Git uses SHA1 for content hashing. There is a pure Julia implementation of git's content hashing algorithm, which is being used to verify artifacts in Julia 1.3 (among other things). The SHA1 hashing algorithm is considered to be cryptographically compromised at this point, and while it's not completely broken, git is already starting to plan how to move away from using SHA1 hashes. To that end, we should consider getting ahead of this problem by using a stronger hash like SHA3-256 in these protocols. Having control over these protocols actually makes this considerably easier than if we were continuing to rely on git for resource acquisition.

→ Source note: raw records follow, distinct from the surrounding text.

PR #6, opened 2021-06-15
Change docs main page to README

wojtekmach:
I think examples is a great starting point but given it's common to start with a README, there is the license information, and we have the convenient "Next" button to go to examples, I thought I'd open it up. But yeah, happy to leave things as is, just curious :)


jonatanklosko (approved):
Sounds good to me, especially now that we have this lovely logo, thanks!

PR #8, opened 2021-06-16
Update introductory docs

josevalim:


mix.exs
```diff
@@ -35,13 +35,10 @@ defmodule Kino.MixProject do
 
   defp docs do
     [
-      main: "readme",
```
jonatanklosko, line 38: Will miss the logo :see_no_evil: Should we have a text-less version of the logo in the sidebar?

josevalim: Yes, let's do that instead :) Can you please do so in a separate commit?

jonatanklosko: Surething!

jonatanklosko (approved):

josevalim:

PR #12, opened 2021-06-16
Add dynamic table output and ETS table widget

jonatanklosko:
This defines a new output type - an interactive data table. The client (Livebook) makes queries to the widget process to get rows (with optional support for pagination and sorting). For the output rendering see https://github.com/elixir-nx/livebook/pull/356.

Further, this defines `Kino.ETS` widget that adheres to the dynamic table communication protocol and makes for an interface for browsing an ETS table.

https://user-images.githubusercontent.com/17034772/122280192-3e213e80-cee9-11eb-8458-ab8caa5968d5.mp4

FTR: I think the widget shouldn't support deletion or any other kind of mutation and should be just a presentation layer. This way we force the user to document any relevant mutations as code in Elixir cells, which is in the spirit of reproducability.

### DIFF
--- a/lib/kino/ets.ex
+++ b/lib/kino/ets.ex
@@ -68,13 +68,19 @@ defmodule Kino.ETS do
 
   @impl true
   def handle_info({:connect, pid}, state) do
+    table_name = :ets.info(state.tid, :name)
+    name = "ETS #{inspect(table_name)}"
+
     columns =
       case :ets.match_object(state.tid, :_, 1) do
         {[record], _} -> columns_structure_from_record(record)
         :"$end_of_table" -> []
       end
 
-    send(pid, {:connect_reply, %{columns: columns, features: [:pagination, :sorting]}})
+    send(
+      pid,
+      {:connect_reply, %{name: name, columns: columns, features: [:pagination, :sorting]}}
+    )
 
     {:noreply, state}
   end
--- a/lib/kino/ets.ex
+++ b/lib/kino/ets.ex
@@ -1,0 +1,145 @@
+defmodule Kino.ETS do
+  @moduledoc """
+  A widget for interactively viewing an ETS table.
+
+  ## Examples
+
+      tid = :ets.new(:users, [:set, :public])
+      Kino.ETS.start(tid)
+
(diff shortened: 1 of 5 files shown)


josevalim:
This looks great!!! :heart: Should we implement Kino.Render for Reference and have it call :ets.info(...) on it so we automatically format ETS tables? I would personally enjoy that.

I also think the table should support a title. Perhaps ETS table or ETS #Reference<...>.

josevalim:
Oh, we should also support rendering a list of structs as a table, but that's probably a static table. :)

josevalim:
And another neat use case would be to support an ecto query and a repo! omg, i am very excited, haha!

jonatanklosko:
> Should we implement Kino.Render for Reference and have it call :ets.info(...) on it so we automatically format ETS tables?

Can't think of a good reason not to do that and it seems pretty cool, so let's have that!

> I also think the table should support a title. Perhaps ETS table or ETS #Reference<...>.

I like that, especially that in some cases there may be a clear name for the given table.

> Oh, we should also support rendering a list of structs/maps as a table, but that's probably a static table. :)

This probably depends on data size. If there are a lot of entries, then I think it would be better to have LV query for small row batches rather than sending all the rows as part of the output and duplicating whenever the notebook is sent between processes. So perhaps even that static case should be dynamic (dynamic, since we don't show all rows at once)?

> And another neat use case would be to support an ecto query and a repo!

Haha, this idea kept spamming my head working on the tables :joy_cat:

josevalim:
To be clear, the list of maps/structs should be opt-in.  But for :ets I think it is fine to always do that!

And now that I think about it... the lists of maps/structs is still a dynamic table, we likely don't want to send everything to the client at once.

jonatanklosko:
WDYT?

image

We need to start the widget process implicitly, but that will be still done in Evaluator, so monitoring works the same way. This seems fine since we ensure the given `tid` should work with the widget beforehand.

jonatanklosko:
Also, showing table name (we can get the actual name with `:ets.info` :D):

image

josevalim (approved):

PR #26, opened 2021-06-24
Make inspect options globally configurable

jonatanklosko:
See https://github.com/elixir-nx/livebook/issues/392#issuecomment-867590608.

image

### DIFF
--- a/lib/kino/config.ex
+++ b/lib/kino/config.ex
@@ -8,6 +8,11 @@ defmodule Kino.Config do
     Application.get_all_env(:kino) |> Keyword.take(@keys)
   end
 
+  @spec configuration(atom()) :: term()
+  def configuration(key, default \\ nil) do
+    Application.get_env(:kino, key, default)
+  end
+
   @spec configure(keyword()) :: :ok
   def configure(options) do
     Enum.each(options, &validate_option/1)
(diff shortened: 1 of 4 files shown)


lib/kino/output.ex
```diff
@@ -177,9 +177,10 @@ defmodule Kino.Output do
     text_block(inspected)
   end
 
-  defp inspect_opts(opts \\ []) do
+  defp inspect_opts() do
     default_opts = [pretty: true, width: 100, syntax_colors: syntax_colors()]
-    Keyword.merge(default_opts, opts)
+    config_opts = Kino.Config.configuration() |> Keyword.get(:inspect, [])
```
josevalim, line 182: We should probably go with:

```suggestion
    config_opts = Kino.Config.configuration(:inspect, [])
```

There is no reason to read the whole Kino configuration table for a single key. :)

lib/kino/config.ex
```diff
@@ -8,6 +8,11 @@ defmodule Kino.Config do
     Application.get_all_env(:kino) |> Keyword.take(@keys)
   end
 
+  @spec configuration(atom()) :: term()
+  def configuration(key, default \\ nil) do
```
josevalim, line 12: If you want to be double sure...

```suggestion
  def configuration(key, default \\ nil) when key in @keys do
```

But optional. :)

josevalim (approved):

The first step to using SHA3-256 instead of SHA1 is to populate registries with additional hashes for package versions. Currently each package version is identified by a `git-tree-sha1` entry. We would add `git-tree-sha3-256` entries that give the SHA3-256 hashes computed using the same git tree hashing logic. From this origin, the Pkg Client, Pkg Server and Storage Servers all just need to use SHA3-256 hashes rather than SHA1 hashes.